[ASSIGNED TASK]:
Every line of the data that contains the string "should" must be copied.
··· DATA EXCERPTS ···
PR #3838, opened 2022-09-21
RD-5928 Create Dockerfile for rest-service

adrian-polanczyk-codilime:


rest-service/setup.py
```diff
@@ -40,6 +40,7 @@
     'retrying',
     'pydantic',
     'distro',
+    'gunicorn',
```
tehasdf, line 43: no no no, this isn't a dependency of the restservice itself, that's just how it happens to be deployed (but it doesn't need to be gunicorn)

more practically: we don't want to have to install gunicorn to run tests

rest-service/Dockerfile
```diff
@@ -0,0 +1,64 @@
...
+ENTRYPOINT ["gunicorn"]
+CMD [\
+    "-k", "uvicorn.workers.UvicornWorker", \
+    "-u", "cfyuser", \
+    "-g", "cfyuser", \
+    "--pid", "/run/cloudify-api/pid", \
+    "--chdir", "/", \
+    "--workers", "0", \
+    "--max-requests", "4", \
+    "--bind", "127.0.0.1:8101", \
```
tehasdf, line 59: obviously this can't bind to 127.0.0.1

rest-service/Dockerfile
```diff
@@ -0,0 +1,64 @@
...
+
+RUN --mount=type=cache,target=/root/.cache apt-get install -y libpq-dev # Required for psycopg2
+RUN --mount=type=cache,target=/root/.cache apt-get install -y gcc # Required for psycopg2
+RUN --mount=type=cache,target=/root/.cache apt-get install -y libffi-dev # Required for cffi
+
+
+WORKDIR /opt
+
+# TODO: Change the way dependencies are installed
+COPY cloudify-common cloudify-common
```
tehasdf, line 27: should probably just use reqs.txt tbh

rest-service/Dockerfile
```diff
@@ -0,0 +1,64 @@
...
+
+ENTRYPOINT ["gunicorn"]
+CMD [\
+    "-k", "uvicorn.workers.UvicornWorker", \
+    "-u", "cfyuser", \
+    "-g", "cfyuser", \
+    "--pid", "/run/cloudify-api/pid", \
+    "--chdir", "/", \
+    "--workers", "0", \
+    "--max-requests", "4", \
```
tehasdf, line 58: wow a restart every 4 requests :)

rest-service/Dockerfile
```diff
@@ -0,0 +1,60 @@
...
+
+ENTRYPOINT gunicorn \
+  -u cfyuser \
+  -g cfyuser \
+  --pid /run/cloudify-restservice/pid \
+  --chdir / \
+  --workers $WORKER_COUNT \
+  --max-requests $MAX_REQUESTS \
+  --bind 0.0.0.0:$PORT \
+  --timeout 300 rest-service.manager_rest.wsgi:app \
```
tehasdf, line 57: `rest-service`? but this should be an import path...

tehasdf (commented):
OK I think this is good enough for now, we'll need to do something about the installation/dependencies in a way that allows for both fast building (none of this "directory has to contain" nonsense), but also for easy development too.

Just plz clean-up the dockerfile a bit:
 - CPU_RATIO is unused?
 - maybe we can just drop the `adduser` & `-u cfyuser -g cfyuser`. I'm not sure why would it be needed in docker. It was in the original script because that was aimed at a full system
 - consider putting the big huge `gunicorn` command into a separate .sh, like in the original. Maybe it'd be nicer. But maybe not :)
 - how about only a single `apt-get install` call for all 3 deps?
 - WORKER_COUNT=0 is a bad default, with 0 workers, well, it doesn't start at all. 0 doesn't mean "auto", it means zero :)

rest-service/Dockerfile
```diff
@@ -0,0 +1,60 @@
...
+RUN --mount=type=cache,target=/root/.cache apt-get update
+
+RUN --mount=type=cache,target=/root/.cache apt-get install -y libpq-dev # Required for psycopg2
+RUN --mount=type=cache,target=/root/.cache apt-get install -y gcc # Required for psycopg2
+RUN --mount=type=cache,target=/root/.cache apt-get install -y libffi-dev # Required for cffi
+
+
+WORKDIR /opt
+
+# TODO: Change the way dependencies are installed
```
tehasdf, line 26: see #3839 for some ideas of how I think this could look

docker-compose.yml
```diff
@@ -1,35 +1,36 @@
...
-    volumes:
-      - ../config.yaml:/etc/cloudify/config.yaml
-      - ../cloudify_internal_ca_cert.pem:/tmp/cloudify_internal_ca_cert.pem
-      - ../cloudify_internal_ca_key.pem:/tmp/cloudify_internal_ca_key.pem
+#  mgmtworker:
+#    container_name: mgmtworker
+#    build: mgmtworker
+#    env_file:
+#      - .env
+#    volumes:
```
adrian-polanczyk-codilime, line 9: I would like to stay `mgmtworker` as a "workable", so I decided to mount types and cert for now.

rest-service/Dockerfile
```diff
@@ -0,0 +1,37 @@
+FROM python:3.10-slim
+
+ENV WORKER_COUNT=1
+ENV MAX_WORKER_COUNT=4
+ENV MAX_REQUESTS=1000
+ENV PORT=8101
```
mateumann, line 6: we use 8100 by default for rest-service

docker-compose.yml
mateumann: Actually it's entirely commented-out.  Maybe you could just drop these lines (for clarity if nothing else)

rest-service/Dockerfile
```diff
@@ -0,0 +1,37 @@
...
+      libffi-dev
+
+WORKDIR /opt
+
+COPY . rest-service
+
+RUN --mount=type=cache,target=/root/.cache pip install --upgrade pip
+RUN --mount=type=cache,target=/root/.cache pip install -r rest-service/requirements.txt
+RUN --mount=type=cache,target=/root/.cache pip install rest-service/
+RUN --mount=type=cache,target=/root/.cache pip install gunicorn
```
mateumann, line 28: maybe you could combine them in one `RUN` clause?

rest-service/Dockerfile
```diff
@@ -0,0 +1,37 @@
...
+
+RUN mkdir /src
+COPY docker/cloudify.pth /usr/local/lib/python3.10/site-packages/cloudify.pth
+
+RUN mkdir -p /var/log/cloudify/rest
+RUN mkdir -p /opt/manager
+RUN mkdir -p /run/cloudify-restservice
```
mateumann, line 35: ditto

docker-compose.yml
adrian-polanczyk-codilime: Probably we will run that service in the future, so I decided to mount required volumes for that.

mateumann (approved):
···
··· DATA EXCERPTS ···
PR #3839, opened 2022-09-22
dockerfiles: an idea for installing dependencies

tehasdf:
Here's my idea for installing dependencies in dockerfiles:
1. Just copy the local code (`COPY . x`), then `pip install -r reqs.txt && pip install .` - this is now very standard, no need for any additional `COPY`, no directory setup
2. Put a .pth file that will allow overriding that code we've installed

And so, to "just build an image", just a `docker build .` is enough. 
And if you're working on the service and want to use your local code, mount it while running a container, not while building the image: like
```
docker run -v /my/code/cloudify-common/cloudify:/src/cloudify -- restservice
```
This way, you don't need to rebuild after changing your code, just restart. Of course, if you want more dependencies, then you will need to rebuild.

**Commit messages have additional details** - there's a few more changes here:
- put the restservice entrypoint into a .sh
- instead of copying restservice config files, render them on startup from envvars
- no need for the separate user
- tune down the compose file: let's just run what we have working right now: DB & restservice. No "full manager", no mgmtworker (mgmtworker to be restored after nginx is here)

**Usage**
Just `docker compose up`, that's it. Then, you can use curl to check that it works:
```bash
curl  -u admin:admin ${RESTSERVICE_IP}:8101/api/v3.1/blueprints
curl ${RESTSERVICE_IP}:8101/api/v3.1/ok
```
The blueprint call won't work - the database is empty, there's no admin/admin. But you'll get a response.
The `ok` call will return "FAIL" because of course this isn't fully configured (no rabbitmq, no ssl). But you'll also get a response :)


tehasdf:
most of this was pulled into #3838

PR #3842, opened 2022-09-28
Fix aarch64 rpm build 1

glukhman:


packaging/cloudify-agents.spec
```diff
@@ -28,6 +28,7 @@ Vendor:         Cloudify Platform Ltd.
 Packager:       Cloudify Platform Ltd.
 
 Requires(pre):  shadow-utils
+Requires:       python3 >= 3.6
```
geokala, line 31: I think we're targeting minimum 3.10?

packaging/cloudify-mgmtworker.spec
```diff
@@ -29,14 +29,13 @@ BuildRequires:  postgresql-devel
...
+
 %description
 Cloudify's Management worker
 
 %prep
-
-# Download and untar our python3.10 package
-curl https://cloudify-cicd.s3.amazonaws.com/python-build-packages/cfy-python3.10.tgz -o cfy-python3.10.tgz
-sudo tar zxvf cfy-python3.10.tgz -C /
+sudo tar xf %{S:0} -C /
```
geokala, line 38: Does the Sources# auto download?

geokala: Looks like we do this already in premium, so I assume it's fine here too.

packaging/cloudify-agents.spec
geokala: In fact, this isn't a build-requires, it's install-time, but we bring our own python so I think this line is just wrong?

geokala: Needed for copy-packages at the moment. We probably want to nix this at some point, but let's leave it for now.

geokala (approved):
···
[TASK RESULT]:
tehasdf, line 27: should probably just use reqs.txt tbh
tehasdf, line 57: `rest-service`? but this should be an import path...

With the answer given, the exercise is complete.